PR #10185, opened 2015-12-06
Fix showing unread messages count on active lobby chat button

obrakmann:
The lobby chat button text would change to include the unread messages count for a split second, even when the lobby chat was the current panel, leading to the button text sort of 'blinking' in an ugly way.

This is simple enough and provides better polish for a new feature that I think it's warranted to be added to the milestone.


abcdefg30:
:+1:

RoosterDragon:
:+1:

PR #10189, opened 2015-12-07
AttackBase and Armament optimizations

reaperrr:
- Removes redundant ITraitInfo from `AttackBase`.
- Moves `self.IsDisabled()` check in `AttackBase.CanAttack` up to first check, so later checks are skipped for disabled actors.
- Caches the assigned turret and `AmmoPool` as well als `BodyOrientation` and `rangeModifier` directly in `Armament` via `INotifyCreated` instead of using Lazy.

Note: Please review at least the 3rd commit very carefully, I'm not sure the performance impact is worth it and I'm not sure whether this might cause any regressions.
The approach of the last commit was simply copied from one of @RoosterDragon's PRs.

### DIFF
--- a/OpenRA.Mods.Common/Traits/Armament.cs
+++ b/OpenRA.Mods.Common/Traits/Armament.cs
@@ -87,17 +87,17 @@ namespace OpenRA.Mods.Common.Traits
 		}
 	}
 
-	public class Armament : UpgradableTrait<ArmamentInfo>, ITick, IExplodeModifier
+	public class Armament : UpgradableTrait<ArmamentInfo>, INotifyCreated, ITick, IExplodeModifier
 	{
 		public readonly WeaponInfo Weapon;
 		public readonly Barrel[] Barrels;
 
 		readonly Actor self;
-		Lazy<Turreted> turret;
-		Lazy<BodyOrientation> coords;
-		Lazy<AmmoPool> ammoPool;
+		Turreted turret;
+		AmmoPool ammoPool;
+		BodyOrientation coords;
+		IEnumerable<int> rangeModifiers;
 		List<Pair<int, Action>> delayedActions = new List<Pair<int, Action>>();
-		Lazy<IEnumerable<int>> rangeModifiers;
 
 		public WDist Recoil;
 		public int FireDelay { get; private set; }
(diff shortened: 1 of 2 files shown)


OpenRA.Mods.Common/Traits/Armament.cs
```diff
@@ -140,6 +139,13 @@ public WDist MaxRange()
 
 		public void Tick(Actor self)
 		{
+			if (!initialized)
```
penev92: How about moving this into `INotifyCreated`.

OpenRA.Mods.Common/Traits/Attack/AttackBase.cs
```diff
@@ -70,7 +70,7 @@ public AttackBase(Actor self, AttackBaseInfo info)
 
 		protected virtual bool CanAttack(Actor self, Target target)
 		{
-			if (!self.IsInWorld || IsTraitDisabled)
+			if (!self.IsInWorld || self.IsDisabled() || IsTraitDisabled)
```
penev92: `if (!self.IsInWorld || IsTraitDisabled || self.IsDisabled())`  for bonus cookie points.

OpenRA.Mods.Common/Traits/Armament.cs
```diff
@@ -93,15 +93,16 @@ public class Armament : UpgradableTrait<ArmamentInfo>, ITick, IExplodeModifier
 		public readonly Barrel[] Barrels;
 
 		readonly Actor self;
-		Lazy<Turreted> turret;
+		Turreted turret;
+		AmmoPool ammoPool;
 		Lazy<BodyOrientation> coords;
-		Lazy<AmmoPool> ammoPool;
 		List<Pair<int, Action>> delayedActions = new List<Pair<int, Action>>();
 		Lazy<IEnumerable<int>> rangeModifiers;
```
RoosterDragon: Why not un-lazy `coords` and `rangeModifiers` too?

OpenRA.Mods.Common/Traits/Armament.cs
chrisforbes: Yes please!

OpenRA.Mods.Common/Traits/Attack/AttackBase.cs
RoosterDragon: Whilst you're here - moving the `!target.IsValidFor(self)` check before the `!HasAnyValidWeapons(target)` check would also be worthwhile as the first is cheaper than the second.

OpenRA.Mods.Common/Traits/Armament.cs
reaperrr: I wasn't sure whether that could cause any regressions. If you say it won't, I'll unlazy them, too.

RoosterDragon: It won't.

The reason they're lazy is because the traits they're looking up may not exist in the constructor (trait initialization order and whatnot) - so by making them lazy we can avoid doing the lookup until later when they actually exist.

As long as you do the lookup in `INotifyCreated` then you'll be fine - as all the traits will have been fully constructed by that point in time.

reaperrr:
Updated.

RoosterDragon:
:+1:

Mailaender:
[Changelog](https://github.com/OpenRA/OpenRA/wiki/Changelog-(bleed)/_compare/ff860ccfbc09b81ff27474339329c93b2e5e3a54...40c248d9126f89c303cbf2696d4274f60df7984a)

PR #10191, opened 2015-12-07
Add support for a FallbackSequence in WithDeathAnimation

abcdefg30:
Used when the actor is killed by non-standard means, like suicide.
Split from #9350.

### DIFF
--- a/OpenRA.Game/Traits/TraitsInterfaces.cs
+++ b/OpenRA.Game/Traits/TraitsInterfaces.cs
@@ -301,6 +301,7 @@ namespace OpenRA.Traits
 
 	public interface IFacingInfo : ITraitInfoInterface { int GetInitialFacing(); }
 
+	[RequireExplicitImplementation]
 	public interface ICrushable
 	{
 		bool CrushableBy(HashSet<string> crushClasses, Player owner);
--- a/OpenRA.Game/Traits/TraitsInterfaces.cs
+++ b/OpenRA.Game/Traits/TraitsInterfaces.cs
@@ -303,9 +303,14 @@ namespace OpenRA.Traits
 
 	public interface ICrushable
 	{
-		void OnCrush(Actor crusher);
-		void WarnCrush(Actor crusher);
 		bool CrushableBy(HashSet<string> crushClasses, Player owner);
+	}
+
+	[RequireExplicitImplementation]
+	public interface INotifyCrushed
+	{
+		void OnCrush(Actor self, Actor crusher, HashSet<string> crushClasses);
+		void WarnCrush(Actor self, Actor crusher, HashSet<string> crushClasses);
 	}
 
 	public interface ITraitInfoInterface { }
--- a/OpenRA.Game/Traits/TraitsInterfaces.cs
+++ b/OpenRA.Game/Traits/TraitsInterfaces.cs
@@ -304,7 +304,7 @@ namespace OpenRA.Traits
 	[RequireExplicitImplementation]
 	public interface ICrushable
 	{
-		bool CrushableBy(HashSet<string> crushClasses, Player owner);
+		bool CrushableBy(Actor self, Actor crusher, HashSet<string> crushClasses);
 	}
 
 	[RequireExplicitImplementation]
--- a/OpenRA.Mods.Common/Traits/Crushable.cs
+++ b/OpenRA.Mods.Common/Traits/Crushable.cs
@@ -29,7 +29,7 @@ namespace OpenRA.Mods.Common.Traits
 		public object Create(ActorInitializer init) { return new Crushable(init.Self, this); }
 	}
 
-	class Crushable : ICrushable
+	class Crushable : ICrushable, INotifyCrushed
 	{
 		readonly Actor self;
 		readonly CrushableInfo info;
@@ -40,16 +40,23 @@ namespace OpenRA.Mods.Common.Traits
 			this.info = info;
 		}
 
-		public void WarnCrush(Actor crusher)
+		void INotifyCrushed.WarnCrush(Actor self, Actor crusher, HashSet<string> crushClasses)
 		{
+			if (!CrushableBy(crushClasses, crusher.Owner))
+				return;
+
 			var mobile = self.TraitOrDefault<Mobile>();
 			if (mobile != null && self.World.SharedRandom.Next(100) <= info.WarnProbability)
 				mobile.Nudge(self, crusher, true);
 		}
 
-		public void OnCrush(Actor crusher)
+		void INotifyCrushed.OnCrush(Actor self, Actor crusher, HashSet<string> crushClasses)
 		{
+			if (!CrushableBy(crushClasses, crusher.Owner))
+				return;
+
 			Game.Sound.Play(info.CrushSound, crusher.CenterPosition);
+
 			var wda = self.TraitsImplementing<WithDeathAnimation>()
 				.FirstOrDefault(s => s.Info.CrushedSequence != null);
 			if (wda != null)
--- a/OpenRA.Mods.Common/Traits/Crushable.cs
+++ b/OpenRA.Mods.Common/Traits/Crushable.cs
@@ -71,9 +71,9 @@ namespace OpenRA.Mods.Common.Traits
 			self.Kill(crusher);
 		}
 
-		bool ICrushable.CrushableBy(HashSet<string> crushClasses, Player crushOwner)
────────────────────
Gather from the records above every line containing the string "INotifyCreated".

■ RESPONSE BOX ■
- Caches the assigned turret and `AmmoPool` as well als `BodyOrientation` and `rangeModifier` directly in `Armament` via `INotifyCreated` instead of using Lazy.
+	public class Armament : UpgradableTrait<ArmamentInfo>, INotifyCreated, ITick, IExplodeModifier
penev92: How about moving this into `INotifyCreated`.
As long as you do the lookup in `INotifyCreated` then you'll be fine - as all the traits will have been fully constructed by that point in time.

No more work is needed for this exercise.